Edgar Douglas Adrian (Wikipedia)

Cambridge, who was recording electrical impulses from individual axons (and who won a Nobel Prize in 1932). Adrian expanded the EEG work, opening it to the wider scientific community, and making Berger well known outside Germany.

     Berger fell in love with a laboratory technician before WWI, a Baroness - Ursula von Bülow, whom he married despite the social difference between them. He was called away during WWI as a psychiatrist near the Western front, but had few duties. Over time he was promoted and became a  professor and director of the Neurology and Psychiatric Clinic at  Jena University. He is described as an excellent diagnostician, but made almost no close friends and was considered “shy, reticent, and inhibited” by a colleague (Ginzberg).

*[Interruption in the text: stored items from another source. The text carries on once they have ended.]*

PR #275, opened 2019-07-21
[FIX] apropriate call _get_reconcilation_methods

i-vyshnevska:
fix call to parent method, fix forgotten test import

### DIFF
--- a/account_mass_reconcile_transaction_ref/tests/test_account_reconcile_transaction_ref.py
+++ b/account_mass_reconcile_transaction_ref/tests/test_account_reconcile_transaction_ref.py
@@ -72,7 +72,6 @@ class TestAccountReconcileTransactionRef(SavepointCase):
         })
         count = reconcile.unreconciled_count
         reconcile.run_reconcile()
-        reconcile._get_total_unrec()
         self.assertEqual(self.cust_invoice.state, 'paid')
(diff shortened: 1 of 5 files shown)


pedrobaeza:
It seems the test is not correct

account_mass_reconcile_transaction_ref/tests/test_account_reconcile_transaction_ref.py
```diff
@@ -72,6 +72,7 @@ def test_mass_reconcile_transaction_ref_vs_ref(self):
         })
         count = reconcile.unreconciled_count
         reconcile.run_reconcile()
+        reconcile._get_total_unrec()
```
grindtildeath: I'm not sure about this one, IMO it's an issue with the dependencies of `_get_total_unrec` : https://github.com/OCA/account-reconcile/blob/11.0/account_mass_reconcile/models/mass_reconcile.py#L119

Maybe we should add `history_ids` to make sure the field is recomputed after `run_reconcile` ?

i-vyshnevska: added

grindtildeath (approved):
LGTM :+1:

tschanzt (approved):

i-vyshnevska:
@yvaucher can we try merge this one again

PR #278, opened 2019-07-26
[10.0][ADD]account_bank_reconcile_hook

AaronHForgeFlow:
This allow to extend a domain when getting the account move lines for banking reconciliation.

PR #219, opened 2018-10-02
[11.0][ADD] account_skip_bank_reconciliation

MiquelRForgeFlow:
Account Skip Bank Reconciliation
================================

This module allows to exclude from bank statement reconciliation
all journal items of a specific reconcilable account.

Usually, you would want to that in accounts like the
_Goods Received Not Invoiced_, which are required to be reconcilable
to be able to have proper traceability in stock received but
their reconciliation is done using the `account_mass_reconcile` module.

PR #286, opened 2019-09-05
[10.0][ADD] account_exclude_from_bank_statement_reconciliation

AdriaGForgeFlow:
This module adds a flag to accounts that prevents them from being proposed
during bank statement reconciliation.

Depends on:

- [x]  #278 

cc ~ @jbeficent @Eficent


MiquelRForgeFlow:
Does it do the same as https://github.com/OCA/account-reconcile/pull/219? If yes, I think it's better if you do a backport. This way, module name and fields names would be the same.

AdriaGForgeFlow:
> Does it do the same as #219? If yes, I think it's better if you do a backport. This way, module name and fields names would be the same.

You're right, I will close this and create a new PR here #289

PR #287, opened 2019-09-19
[10.0][FIX] cleared balance

ovnicraft:
Cleared balance must include starting balance to avoid negative.
Balance is progressive in time


ovnicraft:
Travis fail is not related to this PR.

PR #291, opened 2019-10-01
[11.0] [ADD] account_reconciliation_widget_partial

etobella:
This addons allow to change the amount of a reconciliation line in order to
partially reconcile it.

Usage
=====

On reconciliations, an edit button is created.
Once pressed, you can modify the amount.
By default, it will propose the difference between the original amount and the
current balance if allowed.

@jarroyomorales @jbeficent 

reconciliation_partial


account_reconciliation_widget_partial/static/src/less/account_reconciliation.less
```diff
@@ -0,0 +1,25 @@
...
+        .strike_amount {
+            text-decoration: line-through;
+        }
+    }
+    .o_reconciliation_line .match{
+        .line_info_edit {
+            display: none!important;
+        }
+    }
+}
```
MiquelRForgeFlow: blank line

account_reconciliation_widget_partial/__manifest__.py
```diff
@@ -0,0 +1,21 @@
+# Copyright 2019 Creu Blanca
+# License AGPL-3.0 or later (http://www.gnu.org/licenses/agpl).
+
+{
+    'name': 'Account Reconcile Partial',
```
MiquelRForgeFlow: update name

etobella:
@mreficent Comments attended

MiquelRForgeFlow (approved):
LGTM

You know, in v13 this module won't be needed 😜

etobella:
in V13 we will make the greatest reconciliation widget :stuck_out_tongue_closed_eyes:

AdriaGForgeFlow (approved):
Functional test and code review :+1:

PR #292, opened 2019-10-09
[12.0] base_transaction_id: Fix migration

grindtildeath:
Module is broken since its migration as the hooks used for reconciliation
are not used anymore in Odoo 12.0.

Therefore transaction_ref is dropped from account.move.line and transaction_id
is now written into account.move.ref at invoice validation to allow the use
of standard Odoo mechanism in the reconciliation process.

As Odoo defined invoice_payment_ref on account.move in v13.0, avoiding extra
fields in v12.0 is already a step in the right direction.


vrenaville (approved):

damdam-s (approved):
LGTM

Tonow-c2c (approved):
Just code review

yvaucher (approved):

yvaucher:
Travis is failing as it impacts `account_move_transactionid_import` module for which fixes have been done in #293

PR #371, opened 2025-06-13
Impl getbestblockhash

### LINKED ISSUE #198: 1.2: Add Zcash RPC `getbestblockhash`
Spec: https://zcash.github.io/rpc/getbestblockhash.html

ala-mode:
Local to `Zingolabs/zaino`, this currently contains the same code as #367 

Fixes #198


integration-tests/tests/json_server.rs
```diff
@@ -235,6 +235,18 @@ async fn launch_json_server_check_info(enable_cookie_auth: bool) {
     test_manager.close().await;
 }
 
+async fn get_best_blockhash_inner() {
+    let (mut test_manager, _zcashd_service, zcashd_subscriber, _zaino_service, zaino_subscriber) =
+        create_test_manager_and_fetch_services(false, false).await;
+
+    let zcashd_bbh = dbg!(zcashd_subscriber.get_best_blockhash().await.unwrap());
```
zancas, line 246: Let's yoink these dbgs.

zaino-state/src/backends/state.rs
```diff
@@ -1073,6 +1073,22 @@ impl ZcashIndexer for StateServiceSubscriber {
...
+        // return should be valid hex encoded.
+        // Hash from zebra says:
+        // Return the hash bytes in big-endian byte-order suitable for printing out byte by byte.
+        //
+        // Zebra displays transaction and block hashes in big-endian byte-order,
+        // following the u256 convention set by Bitcoin and zcashd.
+        Ok(self
+            .read_state_service
+            .best_tip()
+            .expect("best_tip() to unwrap")
```
AloeareV: This should be some `Self::Error` variant, and not an unwrap/expect. I don't expect this to fail, but I think it can if this call is made during the wrong place in sync.

AloeareV: Also, `block_cache` access over `read_state_service` should be preferred. 

(In cases where the information we need isn't in the cache, we should ideally use the `block_cache`'s information to determine what to look up in the `read_state_service`, although I don't think that applies here.)

zancas: I think disallowing `.unwrap` and `.expect` from mergeable PRs is a reasonable goal..

Something to put into "Merge Requirements"?

ala-mode: > I think disallowing `.unwrap` and `.expect` from mergeable PRs is a reasonable goal..
> 
> Something to put into "Merge Requirements"?

Because this is framed as a question, and most closely resembles something that would fit into a PR about `CONTRIBUTING.md`, I am not going to block closing this conversation as resolved on this comment.

One such PR was just merged in, but I will also add this topic to the [discussion of a follow up issue](https://github.com/zingolabs/zaino/issues/377) for which I have already gotten some guidance.

ala-mode: > Also, `block_cache` access over `read_state_service` should be preferred.
> 
> (In cases where the information we need isn't in the cache, we should ideally use the `block_cache`'s information to determine what to look up in the `read_state_service`, although I don't think that applies here.)

Digging more into this, the `block_cache` is a `BlockCacheSubscriber` - which does not offer the same methods as `read_state_service`, a `StateServiceSubscriber`.

In fact, `block_cache` looks like it reads from `CompactBlock`s, and in the case of this RPC, I think I can only access the hash via `BlockCacheSubscriber` by providing the height (to `get_compact_block()`), obtaining and then inspecting a `CompactBlock`. Therefore it looks like additionally this RPC would then lean on another function (another RPC call) if the height was not already known. Am I correct? 

These non-direct techniques give me pause, is this what we really prefer? I know the API calls are intended to be atomic but what if I need to chain 2 together?

I will certainly implement whatever is right, but in this case an RPC + RPC to read an indirect record seems questionable. `StateServiceSubscriber` provides `.best_tip()` and it seems much more direct.

I'm still learning this system so I could be off, but wanted to open a discussion on this point.

ala-mode: > This should be some `Self::Error` variant, and not an unwrap/expect. I don't expect this to fail, but I think it can if this call is made during the wrong place in sync.

I worked on this note a while, and I've pushed up what might be a solution, but this is new to me so please take a look.

The error `code:` is specified in `zcash/src/rpc/protocol.h` as `RPC_MISC_ERROR`. I have some recollection of a certain code almost always being used, but I don't properly remember and I'm not sure if it pertains to this kind of situation.

zaino-state/src/backends/state.rs
```diff
@@ -1073,6 +1073,27 @@ impl ZcashIndexer for StateServiceSubscriber {
...
+    async fn get_best_blockhash(&self) -> Result<Hash, Self::Error> {
+        // return should be valid hex encoded.
+        // Hash from zebra says:
+        // Return the hash bytes in big-endian byte-order suitable for printing out byte by byte.
+        //
+        // Zebra displays transaction and block hashes in big-endian byte-order,
+        // following the u256 convention set by Bitcoin and zcashd.
+        match self.read_state_service.best_tip() {
+            Some(x) => return Ok(x.1),
+            None => {
```
idky137, line 1107: We could try calling `self.rpc_client.get_best_blockhash().await?.into()` if `best_tip()` returns `None` (trying the JsonRPC server if the ReadStateService fails..). But we dont need this so not blocking this landing.

idky137 (approved):

idky137 (dismissed):
I am currently getting test failures running the new tests:

------------
     Summary [  42.345s] 2 tests run: 0 passed, 2 failed, 167 skipped
        FAIL [  18.581s] integration-tests::json_server zcashd::zcash_indexer::get_best_blockhash
        FAIL [  23.763s] integration-tests::state_service zebrad::get::best_blockhash
error: test run failed

trying to debug now.

I have also realise there is no new test in integration-tests::fetch_service, is there a reason for this?

These failures were due to 2 errors:

1. The GetBestBlockHashResponse did not use hex for serialisation / deserialisation, this can be fixed by using the GetBlockHash struct already defined.

2. TheJsonRPC service method was returning a raw Hash rather than a GetBlockHash as its response type, this should be fixed by updating both the JsonRPC server method as well as the underlying ZcashIndexer trait method.

zaino-fetch/src/jsonrpsee/response.rs
```diff
@@ -502,6 +502,15 @@ pub enum GetBlockResponse {
     Object(Box<BlockObject>),
 }
 
+/// Contains the hex-encoded hash of the best (tip) block of the longest chain.
+#[derive(Clone, Debug, PartialEq, serde::Deserialize, serde::Serialize)]
+pub struct GetBestBlockHashResponse(Hash);
```
idky137: We actually already have a structure for this response, `GetBlockHash` on line 323. I think we should use that one stead of introducing multiple. 

Also a note here, the serde "with_hex" attribute must be used for Hashes (see line 323).

zaino-fetch/src/jsonrpsee/connector.rs
```diff
@@ -411,6 +411,21 @@ impl JsonRpSeeConnector {
...
+    /// zcashd reference: [`z_gettreestate`](https://zcash.github.io/rpc/getbestblockhash.html)
+    /// method: post
+    /// tags: blockchain
+    ///
+    /// # Notes
+    ///
+    /// The zcashd doc reference above says there are no parameters and the result is a "hex" (string) of the block hash hex encoded.
+    pub async fn get_best_blockhash(
+        &self,
+    ) -> Result<GetBestBlockHashResponse, JsonRpSeeConnectorError> {
```
idky137: This should use the current GetBlockHash struct https://github.com/zingolabs/zaino/blob/de14dddadbf82c476e7e3ee7c1ba03eb1ede88ff/zaino-fetch/src/jsonrpsee/response.rs#L323

zaino-state/src/indexer.rs
```diff
@@ -247,6 +249,13 @@ pub trait ZcashIndexer: Send + Sync + 'static {
     /// tags: blockchain
     async fn get_block_count(&self) -> Result<Height, Self::Error>;
 
+    /// Returns the hash of the best block (tip) of the longest chain.
+    /// zcashd reference: [`z_gettreestate`](https://zcash.github.io/rpc/getbestblockhash.html)
+    /// The zcashd doc reference above says there are no parameters and the result is a "hex" (string) of the block hash hex encoded.
+    /// method: post
+    /// tags: blockchain
+    async fn get_best_blockhash(&self) -> Result<Hash, Self::Error>;
```
idky137: This should probably use GetBlockHash instead of Hash, matching the rest of the methods in these RPC traits (the output type of the method matches exactly the output type of the RPC).

zaino-serve/src/rpc/jsonrpc/service.rs
```diff
@@ -48,6 +53,17 @@ pub trait ZcashIndexerRpc {
...
+    /// Returns the hash of the best block (tip) of the longest chain.
+    /// zcashd reference: [`z_gettreestate`](https://zcash.github.io/rpc/getbestblockhash.html)
+    /// method: post
+    /// tags: blockchain
+    ///
+    /// # Notes
+    ///
+    /// The zcashd doc reference above says there are no parameters and the result is a "hex" (string) of the block hash hex encoded.
+    #[method(name = "getbestblockhash")]
+    async fn get_best_blockhash(&self) -> Result<Hash, ErrorObjectOwned>;
```
idky137: This should use GetBlockHash rather than Hash, Matching the type that we expect from zcashd

integration-tests/tests/fetch_service.rs
```diff
@@ -553,6 +553,54 @@ async fn fetch_service_get_block(validator: &ValidatorKind) {
...
+            difficulty: _,
+            trees: _,
+            previous_block_hash: _,
+            next_block_hash: _,
+        } => Some(hash),
+        _ => None,
+    };
+
+    let fetch_service_get_best_blockhash: GetBlockHash =
+        dbg!(fetch_service_subscriber.get_best_blockhash().await.unwrap());
```
dorianvp, line 594:
```suggestion
        fetch_service_subscriber.get_best_blockhash().await.unwrap();
```

integration-tests/tests/state_service.rs
```diff
@@ -1142,6 +1142,32 @@ mod zebrad {
...
+                false,
+                false,
+                Some(services::network::Network::Regtest),
+            )
+            .await;
+            test_manager.local_net.generate_blocks(2).await.unwrap();
+            tokio::time::sleep(std::time::Duration::from_millis(999)).await;
+
+            let fetch_service_bbh =
+                dbg!(fetch_service_subscriber.get_best_blockhash().await.unwrap());
```
dorianvp, line 1165:
```suggestion
                fetch_service_subscriber.get_best_blockhash().await.unwrap();
```

integration-tests/tests/state_service.rs
```diff
@@ -1142,6 +1142,32 @@ mod zebrad {
...
+            let state_service_bbh =
+                dbg!(state_service_subscriber.get_best_blockhash().await.unwrap());
```
dorianvp, line 1167:
```suggestion
                state_service_subscriber.get_best_blockhash().await.unwrap();
```

dorianvp (changes requested):

dorianvp (approved):
Removing those dbg! calls in a separate PR.

zaino-state/src/backends/state.rs
AloeareV: One thing that is noteworthy is that in the new cache architecture, best-tip is initialized before the block cache construction function finishes, so it will shortly no-longer be an Option.

PR #390, opened 2025-06-19
docs(OpenRpc): document JSON-RPC endpoints

dorianvp:


dorianvp:
The OpenRPC file should be automatically generated when building. We should use `schemars` in a buildscript.

zancas:
@ala-mode do you agree?

ala-mode:
Zaino PR #410  was my 'stub' trying to start mocking up an analog of what `zallet` is doing with openRPC started in `zaino`. It didn't really auto-generate documentation, but there are hooks for it.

University of Jena about 1910 (Wikipedia)

     As Nazism penetrated Germany in the 1930s the University of Jena was affected. Berger did not like the Nazis, did not join the party, and any papers he gave abroad had to be censured. But it has been recently reported that Berger accepted a position on the Erbsgesundheitgericht, the Court for Eugenics, in Jena. Nazi Germany had passed several eugenics laws, allowing for the sterilization of persons with various categories of neurologic and psychiatric diseases, such as dementia, deafness, multiple sclerosis, alcoholism, etc. Methods included tubal ligations, vasectomies, and radiation of gonads. Berger served on two levels of the regional Court, passing judgment on cases for sterilization during 1938.    

     On reaching age 65 that year he took mandatory University retirement and left the Court. His previous congestive heart failure worsened and he became more depressed. A final diary entry speaks of despair, sleepless nights, brooding, self accusations, and includes,"...I yearningly wished for my early end"(Gloor). Ten days later he committed suicide by hanging.

SOURCES:

Gloor, P. "Hans Berger and the Discovery of the 

      Electroencephalogram". Electroencephalography and Clinical 

      Neurophysiology, 1969, Suppl 28, pp 1-36.

Ginzberg, R. “Three Years with Hans Berger: A Contribution to  

      His Biography. J Hist Med and Allied Sci. 1949, pp 361-71.

Millett, D. “Hans Berger: From Psychic Energy to the EEG”. 

       Perspectives in Biol and Med, 2001. 44(4): 522-42.

Berger, H. “Über das Elektroenkephalogramm des Menschen”. 

       1929; Arch Psych und Nervenkrankeiten, 87: 527-70.

Zeidman, LA, et al. “New Revelations About Hans Berger, Father  

       of the Electroencephalogram (EEG), and his Ties to the Third 

        Reich”. 2014; J Child Neurology 29(7): 1002-1010.

Finger, S. Minds Behind the Brain: A History of the Pioneers and   

        their Discoveries. 2000, Oxford U. Press.